**Dataset content**:
::::::::

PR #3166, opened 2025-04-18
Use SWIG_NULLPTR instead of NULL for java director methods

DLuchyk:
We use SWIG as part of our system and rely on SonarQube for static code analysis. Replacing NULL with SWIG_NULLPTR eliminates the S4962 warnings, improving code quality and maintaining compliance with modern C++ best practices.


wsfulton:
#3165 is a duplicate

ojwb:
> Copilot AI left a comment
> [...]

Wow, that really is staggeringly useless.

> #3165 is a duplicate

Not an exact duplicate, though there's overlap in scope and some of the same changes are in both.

::::::::

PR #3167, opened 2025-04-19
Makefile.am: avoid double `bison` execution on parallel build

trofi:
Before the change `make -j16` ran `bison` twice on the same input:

::::::::

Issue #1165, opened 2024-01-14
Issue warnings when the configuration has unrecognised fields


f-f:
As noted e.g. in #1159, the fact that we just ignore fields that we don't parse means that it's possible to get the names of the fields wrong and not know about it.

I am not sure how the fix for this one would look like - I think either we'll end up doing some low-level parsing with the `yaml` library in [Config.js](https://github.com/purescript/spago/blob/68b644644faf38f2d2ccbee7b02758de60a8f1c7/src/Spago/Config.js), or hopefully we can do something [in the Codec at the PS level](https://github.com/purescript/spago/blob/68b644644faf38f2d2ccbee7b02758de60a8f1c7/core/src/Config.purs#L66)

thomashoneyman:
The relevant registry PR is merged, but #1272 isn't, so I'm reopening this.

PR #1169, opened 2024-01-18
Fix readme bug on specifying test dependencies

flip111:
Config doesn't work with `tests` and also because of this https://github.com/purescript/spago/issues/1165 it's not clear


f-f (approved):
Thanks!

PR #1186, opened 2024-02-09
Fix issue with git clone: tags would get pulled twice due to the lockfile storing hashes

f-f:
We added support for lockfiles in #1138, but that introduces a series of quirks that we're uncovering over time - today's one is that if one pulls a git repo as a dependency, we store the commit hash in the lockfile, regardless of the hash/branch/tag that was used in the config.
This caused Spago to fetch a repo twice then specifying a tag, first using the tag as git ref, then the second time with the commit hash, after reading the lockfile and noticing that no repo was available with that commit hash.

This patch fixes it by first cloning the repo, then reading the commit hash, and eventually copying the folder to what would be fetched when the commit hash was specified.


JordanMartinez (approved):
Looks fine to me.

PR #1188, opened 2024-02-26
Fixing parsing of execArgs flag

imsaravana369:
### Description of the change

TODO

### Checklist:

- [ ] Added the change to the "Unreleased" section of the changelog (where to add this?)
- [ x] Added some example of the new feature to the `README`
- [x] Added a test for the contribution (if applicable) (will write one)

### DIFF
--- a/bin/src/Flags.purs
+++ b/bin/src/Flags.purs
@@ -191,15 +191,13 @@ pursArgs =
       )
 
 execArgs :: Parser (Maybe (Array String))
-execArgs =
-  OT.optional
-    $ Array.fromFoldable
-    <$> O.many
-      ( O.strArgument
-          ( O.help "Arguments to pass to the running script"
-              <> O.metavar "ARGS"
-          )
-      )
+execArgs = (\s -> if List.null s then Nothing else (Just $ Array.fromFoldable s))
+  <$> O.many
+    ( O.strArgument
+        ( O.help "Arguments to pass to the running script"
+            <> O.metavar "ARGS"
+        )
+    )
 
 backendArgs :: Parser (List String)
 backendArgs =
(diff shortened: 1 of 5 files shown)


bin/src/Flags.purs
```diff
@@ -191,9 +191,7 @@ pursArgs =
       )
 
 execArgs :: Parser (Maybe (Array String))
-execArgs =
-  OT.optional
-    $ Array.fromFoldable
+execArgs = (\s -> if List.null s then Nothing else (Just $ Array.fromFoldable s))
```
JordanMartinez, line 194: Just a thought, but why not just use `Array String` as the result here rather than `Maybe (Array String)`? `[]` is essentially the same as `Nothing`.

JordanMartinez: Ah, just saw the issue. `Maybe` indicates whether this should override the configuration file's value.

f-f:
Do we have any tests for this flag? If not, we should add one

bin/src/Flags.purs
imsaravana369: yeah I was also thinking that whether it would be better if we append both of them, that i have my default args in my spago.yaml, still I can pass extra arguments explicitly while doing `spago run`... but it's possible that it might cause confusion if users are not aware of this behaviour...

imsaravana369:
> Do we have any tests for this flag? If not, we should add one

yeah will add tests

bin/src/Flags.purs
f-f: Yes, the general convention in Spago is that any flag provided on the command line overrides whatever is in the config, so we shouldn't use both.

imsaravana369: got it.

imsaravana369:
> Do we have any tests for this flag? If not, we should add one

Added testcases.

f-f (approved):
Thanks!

::::::::

**Task**:
Restate word for word the entries above from the line with "PR #3166, opened 2025-04-18" through the line with "Not an exact", inclusive, leaving out everything else.

**Solved problem**:
PR #3166, opened 2025-04-18
Use SWIG_NULLPTR instead of NULL for java director methods

DLuchyk:
We use SWIG as part of our system and rely on SonarQube for static code analysis. Replacing NULL with SWIG_NULLPTR eliminates the S4962 warnings, improving code quality and maintaining compliance with modern C++ best practices.


wsfulton:
#3165 is a duplicate

ojwb:
> Copilot AI left a comment
> [...]

Wow, that really is staggeringly useless.

> #3165 is a duplicate

Not an exact duplicate, though there's overlap in scope and some of the same changes are in both.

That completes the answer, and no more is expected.